The lines of the records that include "repository" should all be copied.

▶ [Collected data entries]
- Opening Delimiter -

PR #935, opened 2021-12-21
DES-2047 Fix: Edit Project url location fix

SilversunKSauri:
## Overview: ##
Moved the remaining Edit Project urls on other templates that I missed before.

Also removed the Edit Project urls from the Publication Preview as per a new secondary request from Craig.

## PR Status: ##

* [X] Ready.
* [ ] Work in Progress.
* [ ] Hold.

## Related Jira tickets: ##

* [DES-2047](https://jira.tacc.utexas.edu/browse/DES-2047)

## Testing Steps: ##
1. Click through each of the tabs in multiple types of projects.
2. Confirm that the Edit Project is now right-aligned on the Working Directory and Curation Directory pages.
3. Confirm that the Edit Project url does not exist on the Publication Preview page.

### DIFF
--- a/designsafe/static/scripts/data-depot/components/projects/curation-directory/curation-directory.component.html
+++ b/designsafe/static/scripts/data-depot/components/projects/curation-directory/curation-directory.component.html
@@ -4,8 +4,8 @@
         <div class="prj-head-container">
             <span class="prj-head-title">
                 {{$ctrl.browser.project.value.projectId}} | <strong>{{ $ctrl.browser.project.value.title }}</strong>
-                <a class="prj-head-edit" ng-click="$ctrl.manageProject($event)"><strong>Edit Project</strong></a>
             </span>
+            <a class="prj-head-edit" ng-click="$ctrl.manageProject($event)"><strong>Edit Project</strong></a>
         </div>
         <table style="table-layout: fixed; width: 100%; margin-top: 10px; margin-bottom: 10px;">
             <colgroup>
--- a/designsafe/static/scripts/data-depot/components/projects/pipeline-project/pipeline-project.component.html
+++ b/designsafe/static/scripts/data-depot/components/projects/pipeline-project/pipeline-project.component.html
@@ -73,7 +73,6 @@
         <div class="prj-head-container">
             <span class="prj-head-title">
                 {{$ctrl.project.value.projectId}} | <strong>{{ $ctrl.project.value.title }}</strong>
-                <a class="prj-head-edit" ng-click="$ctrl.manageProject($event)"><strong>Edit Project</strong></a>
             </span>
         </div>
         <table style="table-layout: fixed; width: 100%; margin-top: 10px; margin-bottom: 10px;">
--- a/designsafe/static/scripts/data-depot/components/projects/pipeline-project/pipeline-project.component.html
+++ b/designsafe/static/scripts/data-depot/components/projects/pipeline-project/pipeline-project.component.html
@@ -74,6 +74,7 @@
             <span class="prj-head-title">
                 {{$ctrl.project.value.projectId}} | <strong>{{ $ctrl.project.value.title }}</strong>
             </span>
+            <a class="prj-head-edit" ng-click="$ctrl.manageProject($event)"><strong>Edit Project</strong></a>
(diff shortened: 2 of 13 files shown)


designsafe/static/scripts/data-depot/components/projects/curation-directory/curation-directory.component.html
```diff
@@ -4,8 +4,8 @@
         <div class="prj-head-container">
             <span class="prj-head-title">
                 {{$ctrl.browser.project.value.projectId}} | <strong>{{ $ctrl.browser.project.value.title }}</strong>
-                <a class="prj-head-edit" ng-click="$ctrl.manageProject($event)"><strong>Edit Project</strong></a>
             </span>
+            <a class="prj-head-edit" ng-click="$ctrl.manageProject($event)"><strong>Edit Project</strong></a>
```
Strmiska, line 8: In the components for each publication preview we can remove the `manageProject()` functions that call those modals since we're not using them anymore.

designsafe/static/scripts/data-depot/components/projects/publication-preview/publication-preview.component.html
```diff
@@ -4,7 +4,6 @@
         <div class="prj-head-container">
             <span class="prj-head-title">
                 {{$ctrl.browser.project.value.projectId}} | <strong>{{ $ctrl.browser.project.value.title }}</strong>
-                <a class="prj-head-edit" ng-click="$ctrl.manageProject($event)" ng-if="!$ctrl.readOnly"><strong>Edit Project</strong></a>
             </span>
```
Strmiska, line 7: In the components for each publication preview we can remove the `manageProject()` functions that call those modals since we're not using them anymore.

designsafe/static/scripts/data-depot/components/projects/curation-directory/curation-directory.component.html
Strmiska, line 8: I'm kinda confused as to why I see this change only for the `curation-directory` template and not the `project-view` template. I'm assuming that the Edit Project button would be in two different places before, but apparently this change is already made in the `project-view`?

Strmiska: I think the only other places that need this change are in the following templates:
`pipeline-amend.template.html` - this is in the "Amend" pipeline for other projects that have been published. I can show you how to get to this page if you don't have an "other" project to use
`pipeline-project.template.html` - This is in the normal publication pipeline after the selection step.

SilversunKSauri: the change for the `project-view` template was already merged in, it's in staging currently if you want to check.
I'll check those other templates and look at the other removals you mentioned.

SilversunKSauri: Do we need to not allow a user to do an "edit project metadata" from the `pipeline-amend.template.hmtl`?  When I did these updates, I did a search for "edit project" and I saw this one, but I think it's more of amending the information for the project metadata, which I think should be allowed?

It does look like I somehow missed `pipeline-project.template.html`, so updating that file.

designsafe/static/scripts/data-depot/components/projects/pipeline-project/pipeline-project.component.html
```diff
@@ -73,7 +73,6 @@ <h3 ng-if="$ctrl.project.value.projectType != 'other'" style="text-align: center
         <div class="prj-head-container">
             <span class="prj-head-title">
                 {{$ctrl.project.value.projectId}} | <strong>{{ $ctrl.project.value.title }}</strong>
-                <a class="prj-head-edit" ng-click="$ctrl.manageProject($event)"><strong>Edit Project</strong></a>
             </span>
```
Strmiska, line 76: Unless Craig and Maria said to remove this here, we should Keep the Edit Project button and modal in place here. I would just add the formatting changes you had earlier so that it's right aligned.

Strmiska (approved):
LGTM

- Closing Delimiter -
- Opening Delimiter -

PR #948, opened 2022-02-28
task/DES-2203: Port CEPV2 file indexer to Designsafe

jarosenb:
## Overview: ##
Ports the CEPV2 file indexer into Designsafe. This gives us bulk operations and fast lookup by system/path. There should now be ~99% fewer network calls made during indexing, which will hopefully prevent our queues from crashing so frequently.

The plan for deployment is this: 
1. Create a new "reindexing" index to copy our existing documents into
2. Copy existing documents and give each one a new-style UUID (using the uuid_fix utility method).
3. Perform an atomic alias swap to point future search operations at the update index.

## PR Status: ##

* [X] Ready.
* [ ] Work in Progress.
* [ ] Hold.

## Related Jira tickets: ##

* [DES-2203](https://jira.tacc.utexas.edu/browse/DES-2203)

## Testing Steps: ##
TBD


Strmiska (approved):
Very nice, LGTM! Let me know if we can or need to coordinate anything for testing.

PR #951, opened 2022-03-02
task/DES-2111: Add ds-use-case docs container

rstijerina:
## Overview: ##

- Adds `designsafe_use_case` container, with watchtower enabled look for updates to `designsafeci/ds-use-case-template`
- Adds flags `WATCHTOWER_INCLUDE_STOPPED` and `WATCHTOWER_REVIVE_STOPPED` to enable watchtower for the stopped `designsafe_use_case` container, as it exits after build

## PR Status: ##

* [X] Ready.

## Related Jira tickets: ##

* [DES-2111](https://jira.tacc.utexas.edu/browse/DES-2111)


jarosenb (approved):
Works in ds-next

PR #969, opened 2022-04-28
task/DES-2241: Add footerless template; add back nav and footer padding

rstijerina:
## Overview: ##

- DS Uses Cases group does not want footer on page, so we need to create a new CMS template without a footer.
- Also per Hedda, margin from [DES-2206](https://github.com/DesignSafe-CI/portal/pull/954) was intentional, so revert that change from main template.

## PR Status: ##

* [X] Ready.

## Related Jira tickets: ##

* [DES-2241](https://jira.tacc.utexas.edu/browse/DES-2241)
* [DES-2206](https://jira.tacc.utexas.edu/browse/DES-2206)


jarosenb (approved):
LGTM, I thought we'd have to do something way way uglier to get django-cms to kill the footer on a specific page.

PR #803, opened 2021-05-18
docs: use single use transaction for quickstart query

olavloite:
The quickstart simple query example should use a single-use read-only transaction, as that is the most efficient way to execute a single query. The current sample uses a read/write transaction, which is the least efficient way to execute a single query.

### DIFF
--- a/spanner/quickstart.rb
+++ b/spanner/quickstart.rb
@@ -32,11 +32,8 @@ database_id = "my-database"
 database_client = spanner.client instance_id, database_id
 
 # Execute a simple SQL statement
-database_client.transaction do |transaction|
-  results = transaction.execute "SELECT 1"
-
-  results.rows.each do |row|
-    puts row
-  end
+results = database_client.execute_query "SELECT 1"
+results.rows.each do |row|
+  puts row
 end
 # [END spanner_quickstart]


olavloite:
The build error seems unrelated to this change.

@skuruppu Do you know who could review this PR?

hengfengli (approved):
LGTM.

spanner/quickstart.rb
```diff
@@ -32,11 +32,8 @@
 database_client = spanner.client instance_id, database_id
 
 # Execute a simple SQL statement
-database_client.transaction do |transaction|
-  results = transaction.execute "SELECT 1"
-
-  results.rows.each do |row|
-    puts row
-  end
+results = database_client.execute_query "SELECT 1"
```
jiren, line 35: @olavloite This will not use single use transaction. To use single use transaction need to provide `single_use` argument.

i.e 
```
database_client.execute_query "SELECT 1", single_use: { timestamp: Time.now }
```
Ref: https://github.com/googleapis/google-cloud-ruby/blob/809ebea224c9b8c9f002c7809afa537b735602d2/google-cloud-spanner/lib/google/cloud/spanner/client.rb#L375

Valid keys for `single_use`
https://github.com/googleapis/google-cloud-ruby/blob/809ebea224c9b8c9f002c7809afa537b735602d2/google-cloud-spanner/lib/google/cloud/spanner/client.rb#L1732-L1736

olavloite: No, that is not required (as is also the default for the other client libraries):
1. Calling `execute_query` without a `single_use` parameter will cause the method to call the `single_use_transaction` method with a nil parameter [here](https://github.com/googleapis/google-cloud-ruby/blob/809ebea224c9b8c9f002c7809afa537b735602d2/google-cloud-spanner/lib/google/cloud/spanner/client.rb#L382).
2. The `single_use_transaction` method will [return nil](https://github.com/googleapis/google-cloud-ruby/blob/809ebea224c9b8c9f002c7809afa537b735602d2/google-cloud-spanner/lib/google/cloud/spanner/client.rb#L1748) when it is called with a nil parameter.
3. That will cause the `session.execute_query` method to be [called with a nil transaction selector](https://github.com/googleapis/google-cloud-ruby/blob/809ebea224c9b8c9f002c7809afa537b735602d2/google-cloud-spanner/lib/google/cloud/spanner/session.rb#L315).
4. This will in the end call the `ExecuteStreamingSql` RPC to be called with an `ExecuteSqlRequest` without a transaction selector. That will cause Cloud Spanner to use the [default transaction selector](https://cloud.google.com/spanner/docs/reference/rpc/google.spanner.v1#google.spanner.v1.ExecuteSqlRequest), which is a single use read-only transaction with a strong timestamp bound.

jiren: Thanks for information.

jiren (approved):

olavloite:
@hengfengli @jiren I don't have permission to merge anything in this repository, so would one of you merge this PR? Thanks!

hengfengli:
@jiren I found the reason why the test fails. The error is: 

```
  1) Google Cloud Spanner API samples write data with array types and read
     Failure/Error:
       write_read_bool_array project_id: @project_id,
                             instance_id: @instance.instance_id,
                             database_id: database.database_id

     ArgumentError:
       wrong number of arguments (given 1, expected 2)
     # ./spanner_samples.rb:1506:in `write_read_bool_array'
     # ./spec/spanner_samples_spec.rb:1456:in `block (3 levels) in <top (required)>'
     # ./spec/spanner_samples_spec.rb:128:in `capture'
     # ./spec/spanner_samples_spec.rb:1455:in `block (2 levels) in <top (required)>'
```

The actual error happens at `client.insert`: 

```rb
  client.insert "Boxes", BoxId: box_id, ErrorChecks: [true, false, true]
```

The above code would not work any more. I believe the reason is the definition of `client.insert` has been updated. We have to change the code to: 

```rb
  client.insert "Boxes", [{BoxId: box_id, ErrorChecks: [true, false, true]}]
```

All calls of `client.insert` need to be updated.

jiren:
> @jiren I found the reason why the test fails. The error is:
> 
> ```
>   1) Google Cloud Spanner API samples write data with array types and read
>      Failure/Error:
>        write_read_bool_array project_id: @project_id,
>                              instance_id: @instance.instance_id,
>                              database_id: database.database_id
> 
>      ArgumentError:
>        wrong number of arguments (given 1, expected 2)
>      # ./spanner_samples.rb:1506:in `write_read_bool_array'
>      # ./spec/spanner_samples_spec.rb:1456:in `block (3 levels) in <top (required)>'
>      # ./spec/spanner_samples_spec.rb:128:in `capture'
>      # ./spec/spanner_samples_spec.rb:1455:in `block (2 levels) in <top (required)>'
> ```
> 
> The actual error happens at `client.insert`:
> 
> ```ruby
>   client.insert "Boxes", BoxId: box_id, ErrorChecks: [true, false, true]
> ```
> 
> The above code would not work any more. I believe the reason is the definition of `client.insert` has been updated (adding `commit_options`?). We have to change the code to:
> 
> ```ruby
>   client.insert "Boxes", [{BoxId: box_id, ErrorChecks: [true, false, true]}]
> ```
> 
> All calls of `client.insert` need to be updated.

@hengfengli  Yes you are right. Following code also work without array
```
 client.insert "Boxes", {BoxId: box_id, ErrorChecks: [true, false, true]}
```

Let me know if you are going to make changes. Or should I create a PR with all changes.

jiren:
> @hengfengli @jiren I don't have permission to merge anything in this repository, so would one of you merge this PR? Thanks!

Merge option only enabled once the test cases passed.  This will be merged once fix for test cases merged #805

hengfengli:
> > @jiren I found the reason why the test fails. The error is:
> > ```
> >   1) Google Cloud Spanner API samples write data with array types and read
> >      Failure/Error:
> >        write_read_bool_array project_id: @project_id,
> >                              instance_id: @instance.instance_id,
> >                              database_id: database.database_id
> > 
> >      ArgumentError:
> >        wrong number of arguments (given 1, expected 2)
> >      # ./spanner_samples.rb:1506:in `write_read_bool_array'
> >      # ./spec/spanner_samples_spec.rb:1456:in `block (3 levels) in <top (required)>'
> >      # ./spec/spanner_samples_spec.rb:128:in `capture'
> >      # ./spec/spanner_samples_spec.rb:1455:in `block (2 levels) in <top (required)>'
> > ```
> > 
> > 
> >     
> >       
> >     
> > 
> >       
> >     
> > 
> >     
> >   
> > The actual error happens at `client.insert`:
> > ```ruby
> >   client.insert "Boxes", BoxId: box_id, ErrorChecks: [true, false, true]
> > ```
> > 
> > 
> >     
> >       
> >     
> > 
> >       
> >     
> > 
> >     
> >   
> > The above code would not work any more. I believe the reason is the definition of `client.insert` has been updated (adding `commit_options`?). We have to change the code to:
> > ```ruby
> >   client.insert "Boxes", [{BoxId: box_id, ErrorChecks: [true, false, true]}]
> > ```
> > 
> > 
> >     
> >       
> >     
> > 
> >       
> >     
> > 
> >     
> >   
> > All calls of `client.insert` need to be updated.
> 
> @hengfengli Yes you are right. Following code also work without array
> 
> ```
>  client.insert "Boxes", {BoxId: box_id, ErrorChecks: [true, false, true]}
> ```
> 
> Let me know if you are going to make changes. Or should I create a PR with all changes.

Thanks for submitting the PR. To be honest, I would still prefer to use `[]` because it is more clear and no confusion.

- Closing Delimiter -
- Opening Delimiter -

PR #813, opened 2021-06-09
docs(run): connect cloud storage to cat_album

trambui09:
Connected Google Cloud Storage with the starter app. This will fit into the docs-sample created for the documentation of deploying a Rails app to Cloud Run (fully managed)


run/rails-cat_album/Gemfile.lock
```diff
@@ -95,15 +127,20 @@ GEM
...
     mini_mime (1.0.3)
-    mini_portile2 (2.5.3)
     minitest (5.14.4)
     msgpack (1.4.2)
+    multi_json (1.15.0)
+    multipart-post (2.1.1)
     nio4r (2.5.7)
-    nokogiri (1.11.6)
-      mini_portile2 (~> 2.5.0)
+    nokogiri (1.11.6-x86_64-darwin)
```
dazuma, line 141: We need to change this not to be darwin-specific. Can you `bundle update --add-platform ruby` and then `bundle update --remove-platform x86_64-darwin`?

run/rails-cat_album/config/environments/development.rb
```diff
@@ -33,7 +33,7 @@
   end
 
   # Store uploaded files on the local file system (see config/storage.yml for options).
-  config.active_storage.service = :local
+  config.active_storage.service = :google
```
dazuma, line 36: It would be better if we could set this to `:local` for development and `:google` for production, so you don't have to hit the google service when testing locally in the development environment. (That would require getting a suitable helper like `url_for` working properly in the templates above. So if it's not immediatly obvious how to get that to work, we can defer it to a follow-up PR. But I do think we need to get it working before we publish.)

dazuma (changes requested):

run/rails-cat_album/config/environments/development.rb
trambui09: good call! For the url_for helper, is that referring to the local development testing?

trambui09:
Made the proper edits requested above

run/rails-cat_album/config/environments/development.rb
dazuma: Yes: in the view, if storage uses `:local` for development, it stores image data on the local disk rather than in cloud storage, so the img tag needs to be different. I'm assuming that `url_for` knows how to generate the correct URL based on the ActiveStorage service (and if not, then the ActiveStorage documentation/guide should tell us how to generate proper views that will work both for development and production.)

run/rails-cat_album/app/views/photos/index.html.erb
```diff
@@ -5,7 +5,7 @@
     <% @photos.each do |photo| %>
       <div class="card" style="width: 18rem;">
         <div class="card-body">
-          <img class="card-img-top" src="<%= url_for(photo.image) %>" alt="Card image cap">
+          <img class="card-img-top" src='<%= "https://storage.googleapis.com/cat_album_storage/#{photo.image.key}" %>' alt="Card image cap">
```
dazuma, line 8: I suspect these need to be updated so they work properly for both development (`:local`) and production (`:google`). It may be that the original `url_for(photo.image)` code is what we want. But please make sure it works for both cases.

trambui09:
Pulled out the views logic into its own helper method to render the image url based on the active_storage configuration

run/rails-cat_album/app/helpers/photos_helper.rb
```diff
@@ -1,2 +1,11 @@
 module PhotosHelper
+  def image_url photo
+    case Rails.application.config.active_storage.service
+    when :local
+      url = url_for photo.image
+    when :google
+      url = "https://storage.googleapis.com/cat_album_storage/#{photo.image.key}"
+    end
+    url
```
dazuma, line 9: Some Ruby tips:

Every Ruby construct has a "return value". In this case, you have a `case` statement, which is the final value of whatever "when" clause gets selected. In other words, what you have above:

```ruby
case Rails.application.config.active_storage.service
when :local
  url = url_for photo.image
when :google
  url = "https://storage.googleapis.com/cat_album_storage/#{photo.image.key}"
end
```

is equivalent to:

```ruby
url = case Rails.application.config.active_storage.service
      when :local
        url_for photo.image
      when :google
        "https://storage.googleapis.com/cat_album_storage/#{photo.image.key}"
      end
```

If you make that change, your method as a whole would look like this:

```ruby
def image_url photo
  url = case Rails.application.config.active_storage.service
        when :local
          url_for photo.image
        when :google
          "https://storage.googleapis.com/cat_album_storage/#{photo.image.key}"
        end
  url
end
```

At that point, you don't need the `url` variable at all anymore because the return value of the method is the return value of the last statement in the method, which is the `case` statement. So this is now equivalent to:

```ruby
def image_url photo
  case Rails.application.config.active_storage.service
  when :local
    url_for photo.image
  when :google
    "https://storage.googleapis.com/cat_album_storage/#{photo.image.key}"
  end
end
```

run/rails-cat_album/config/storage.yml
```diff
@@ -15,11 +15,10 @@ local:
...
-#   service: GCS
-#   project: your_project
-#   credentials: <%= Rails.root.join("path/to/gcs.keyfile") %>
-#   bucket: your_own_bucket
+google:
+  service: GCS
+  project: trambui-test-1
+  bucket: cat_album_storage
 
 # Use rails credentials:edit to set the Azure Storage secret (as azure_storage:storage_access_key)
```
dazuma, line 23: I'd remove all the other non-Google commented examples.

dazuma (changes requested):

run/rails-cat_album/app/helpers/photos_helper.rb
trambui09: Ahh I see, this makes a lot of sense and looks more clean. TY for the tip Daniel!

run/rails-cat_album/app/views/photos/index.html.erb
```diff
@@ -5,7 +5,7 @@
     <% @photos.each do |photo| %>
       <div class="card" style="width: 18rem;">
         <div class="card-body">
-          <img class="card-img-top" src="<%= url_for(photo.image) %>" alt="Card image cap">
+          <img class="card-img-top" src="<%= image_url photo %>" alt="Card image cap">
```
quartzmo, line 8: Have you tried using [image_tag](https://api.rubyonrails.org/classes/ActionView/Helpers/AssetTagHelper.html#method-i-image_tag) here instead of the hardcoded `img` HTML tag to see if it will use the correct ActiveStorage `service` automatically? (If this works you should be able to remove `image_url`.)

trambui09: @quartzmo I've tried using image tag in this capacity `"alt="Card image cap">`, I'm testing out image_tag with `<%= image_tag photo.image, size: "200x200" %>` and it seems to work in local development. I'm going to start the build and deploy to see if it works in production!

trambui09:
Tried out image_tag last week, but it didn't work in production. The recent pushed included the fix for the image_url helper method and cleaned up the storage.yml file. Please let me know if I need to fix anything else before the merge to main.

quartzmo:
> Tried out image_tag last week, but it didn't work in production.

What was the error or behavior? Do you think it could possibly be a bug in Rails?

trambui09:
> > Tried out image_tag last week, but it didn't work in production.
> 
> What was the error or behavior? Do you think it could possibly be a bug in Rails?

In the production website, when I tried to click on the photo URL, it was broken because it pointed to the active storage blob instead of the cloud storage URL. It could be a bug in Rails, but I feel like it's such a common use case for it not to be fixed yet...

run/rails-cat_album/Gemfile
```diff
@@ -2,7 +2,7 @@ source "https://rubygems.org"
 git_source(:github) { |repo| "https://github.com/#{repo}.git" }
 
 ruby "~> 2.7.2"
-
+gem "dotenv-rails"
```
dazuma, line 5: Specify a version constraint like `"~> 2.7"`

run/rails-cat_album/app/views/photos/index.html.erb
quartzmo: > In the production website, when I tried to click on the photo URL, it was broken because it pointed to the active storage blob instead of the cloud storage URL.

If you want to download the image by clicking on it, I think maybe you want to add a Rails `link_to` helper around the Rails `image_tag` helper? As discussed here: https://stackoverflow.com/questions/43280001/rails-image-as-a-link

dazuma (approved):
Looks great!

- Closing Delimiter -

▶ [Solution to this problem]
@hengfengli @jiren I don't have permission to merge anything in this repository, so would one of you merge this PR? Thanks!
> @hengfengli @jiren I don't have permission to merge anything in this repository, so would one of you merge this PR? Thanks!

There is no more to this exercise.